**GIVEN ENTRIES**
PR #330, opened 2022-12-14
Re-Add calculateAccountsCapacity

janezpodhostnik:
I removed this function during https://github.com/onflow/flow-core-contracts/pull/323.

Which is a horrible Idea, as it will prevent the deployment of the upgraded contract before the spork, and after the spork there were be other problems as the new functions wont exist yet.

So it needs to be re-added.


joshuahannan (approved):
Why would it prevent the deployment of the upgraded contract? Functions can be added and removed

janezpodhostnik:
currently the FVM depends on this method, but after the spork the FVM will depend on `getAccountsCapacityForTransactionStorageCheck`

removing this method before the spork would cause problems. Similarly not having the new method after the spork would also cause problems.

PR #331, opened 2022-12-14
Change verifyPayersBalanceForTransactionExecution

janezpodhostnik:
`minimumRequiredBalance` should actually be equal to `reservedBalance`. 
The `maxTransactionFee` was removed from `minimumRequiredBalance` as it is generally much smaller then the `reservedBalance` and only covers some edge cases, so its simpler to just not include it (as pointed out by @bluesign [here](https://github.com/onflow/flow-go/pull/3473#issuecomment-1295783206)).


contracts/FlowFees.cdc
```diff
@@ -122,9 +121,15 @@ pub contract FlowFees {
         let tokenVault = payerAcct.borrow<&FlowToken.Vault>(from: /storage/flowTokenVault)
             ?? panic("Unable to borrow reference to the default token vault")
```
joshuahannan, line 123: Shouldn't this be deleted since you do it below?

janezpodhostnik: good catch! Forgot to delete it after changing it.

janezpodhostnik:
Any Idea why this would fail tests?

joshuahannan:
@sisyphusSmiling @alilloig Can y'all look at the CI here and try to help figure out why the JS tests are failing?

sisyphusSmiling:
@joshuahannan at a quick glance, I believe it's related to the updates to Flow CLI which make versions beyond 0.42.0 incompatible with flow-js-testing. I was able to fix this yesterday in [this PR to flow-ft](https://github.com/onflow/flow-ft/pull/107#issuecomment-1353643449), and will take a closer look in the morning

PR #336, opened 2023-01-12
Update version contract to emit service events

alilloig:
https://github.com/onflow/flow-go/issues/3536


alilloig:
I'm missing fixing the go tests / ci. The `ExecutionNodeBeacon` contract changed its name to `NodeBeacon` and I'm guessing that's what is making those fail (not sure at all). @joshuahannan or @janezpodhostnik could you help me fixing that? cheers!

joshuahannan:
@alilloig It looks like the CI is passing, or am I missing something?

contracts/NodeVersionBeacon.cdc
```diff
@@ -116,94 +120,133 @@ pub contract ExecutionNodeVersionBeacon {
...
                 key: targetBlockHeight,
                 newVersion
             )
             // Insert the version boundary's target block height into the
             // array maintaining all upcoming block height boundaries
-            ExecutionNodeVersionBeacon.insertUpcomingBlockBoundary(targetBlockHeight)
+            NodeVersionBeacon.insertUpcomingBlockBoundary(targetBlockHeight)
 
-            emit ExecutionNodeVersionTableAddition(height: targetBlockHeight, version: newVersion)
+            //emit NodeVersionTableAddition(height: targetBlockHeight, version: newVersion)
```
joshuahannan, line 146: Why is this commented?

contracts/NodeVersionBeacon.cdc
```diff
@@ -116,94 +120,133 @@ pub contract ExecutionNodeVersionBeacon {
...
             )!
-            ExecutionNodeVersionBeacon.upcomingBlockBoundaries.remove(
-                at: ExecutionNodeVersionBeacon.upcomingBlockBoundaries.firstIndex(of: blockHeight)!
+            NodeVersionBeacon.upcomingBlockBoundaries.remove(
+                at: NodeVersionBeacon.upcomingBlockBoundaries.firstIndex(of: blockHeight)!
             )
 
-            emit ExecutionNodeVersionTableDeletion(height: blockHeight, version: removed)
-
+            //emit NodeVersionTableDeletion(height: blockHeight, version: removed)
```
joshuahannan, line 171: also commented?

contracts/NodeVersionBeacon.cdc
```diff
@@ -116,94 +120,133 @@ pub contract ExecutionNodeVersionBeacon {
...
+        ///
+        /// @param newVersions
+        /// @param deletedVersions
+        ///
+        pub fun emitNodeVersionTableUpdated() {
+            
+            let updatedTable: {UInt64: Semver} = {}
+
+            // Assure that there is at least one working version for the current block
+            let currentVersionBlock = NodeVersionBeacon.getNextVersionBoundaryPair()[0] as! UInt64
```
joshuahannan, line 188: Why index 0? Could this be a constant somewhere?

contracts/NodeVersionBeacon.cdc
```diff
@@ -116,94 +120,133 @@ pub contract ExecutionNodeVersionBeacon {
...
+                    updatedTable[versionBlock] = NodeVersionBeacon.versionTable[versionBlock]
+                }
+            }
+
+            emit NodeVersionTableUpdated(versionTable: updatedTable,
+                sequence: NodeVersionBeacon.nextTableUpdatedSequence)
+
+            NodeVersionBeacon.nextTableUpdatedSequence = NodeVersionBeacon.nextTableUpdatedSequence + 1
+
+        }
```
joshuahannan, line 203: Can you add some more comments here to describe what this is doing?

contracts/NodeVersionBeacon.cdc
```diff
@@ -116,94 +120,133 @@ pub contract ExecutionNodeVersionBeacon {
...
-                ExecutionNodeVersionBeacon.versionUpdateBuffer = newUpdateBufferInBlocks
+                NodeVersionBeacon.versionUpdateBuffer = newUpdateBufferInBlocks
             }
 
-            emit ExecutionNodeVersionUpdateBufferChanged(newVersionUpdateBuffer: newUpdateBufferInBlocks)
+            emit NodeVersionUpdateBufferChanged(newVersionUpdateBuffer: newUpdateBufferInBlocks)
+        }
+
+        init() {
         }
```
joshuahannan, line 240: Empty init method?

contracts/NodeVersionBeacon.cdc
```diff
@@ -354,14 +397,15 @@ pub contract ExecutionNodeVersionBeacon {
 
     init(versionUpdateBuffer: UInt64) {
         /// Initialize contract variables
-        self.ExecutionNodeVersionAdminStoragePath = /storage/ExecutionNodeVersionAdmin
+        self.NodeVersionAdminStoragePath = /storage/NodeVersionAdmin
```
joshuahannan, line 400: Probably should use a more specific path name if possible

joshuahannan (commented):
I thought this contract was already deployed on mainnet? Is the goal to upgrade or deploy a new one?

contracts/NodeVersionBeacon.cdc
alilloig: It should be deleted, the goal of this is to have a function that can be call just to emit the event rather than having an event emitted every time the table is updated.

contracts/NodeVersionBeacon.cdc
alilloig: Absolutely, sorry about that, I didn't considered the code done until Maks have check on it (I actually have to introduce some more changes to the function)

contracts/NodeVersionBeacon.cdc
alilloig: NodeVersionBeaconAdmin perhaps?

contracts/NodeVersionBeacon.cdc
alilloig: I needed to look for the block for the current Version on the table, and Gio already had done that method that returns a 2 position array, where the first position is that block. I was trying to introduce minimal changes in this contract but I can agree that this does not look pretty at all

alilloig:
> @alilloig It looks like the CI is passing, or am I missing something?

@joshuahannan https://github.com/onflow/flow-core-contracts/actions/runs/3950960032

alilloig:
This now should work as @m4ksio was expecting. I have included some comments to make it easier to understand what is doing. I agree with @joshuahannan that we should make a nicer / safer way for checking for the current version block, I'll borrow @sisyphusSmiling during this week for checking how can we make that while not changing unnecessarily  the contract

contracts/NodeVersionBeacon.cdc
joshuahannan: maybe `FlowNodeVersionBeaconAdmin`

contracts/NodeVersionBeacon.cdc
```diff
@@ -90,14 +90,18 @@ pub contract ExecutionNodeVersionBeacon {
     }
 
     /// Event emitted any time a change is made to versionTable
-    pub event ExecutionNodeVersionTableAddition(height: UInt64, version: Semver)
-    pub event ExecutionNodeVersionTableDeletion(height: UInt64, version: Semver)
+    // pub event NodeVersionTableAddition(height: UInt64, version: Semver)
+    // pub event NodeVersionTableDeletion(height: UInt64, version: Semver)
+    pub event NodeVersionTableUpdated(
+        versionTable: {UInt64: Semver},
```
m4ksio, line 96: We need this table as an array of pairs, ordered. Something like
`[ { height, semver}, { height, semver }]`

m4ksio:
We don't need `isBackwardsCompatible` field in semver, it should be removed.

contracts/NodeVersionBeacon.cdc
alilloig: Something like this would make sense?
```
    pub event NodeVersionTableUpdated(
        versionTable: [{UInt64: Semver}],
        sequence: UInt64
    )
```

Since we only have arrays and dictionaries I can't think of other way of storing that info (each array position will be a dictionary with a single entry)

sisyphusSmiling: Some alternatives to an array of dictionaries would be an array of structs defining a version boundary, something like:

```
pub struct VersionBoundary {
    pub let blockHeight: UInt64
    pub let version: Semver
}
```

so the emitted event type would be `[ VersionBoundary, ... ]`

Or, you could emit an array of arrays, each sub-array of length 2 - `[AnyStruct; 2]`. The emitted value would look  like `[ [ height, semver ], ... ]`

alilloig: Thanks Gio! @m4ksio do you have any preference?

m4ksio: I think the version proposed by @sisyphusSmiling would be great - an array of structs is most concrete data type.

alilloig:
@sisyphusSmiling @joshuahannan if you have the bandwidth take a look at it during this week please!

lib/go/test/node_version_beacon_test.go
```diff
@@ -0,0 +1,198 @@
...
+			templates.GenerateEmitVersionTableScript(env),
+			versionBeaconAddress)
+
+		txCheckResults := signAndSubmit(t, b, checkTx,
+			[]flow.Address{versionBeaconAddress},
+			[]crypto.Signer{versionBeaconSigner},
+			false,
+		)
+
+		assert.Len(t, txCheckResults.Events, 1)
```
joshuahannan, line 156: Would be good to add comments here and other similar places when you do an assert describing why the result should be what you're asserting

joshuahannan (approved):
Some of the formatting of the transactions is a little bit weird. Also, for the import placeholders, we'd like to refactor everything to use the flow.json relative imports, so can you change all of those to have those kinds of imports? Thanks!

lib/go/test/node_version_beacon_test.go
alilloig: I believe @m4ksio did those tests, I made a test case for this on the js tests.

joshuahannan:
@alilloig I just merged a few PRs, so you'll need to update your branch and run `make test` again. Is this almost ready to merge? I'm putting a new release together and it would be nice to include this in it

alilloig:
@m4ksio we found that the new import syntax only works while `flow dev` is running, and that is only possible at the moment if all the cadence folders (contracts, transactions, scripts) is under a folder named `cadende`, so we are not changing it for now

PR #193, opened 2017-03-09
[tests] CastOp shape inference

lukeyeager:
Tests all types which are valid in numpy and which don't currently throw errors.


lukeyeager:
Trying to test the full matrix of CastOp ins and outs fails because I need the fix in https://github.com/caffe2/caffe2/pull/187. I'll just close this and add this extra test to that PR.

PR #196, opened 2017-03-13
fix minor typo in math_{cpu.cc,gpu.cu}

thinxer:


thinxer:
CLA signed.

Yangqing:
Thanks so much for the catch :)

**WHAT IS NEEDED**
Your reply should be only the number of lines in the preceding data that include the word "goal".

**ANSWER TO THIS TASK**
2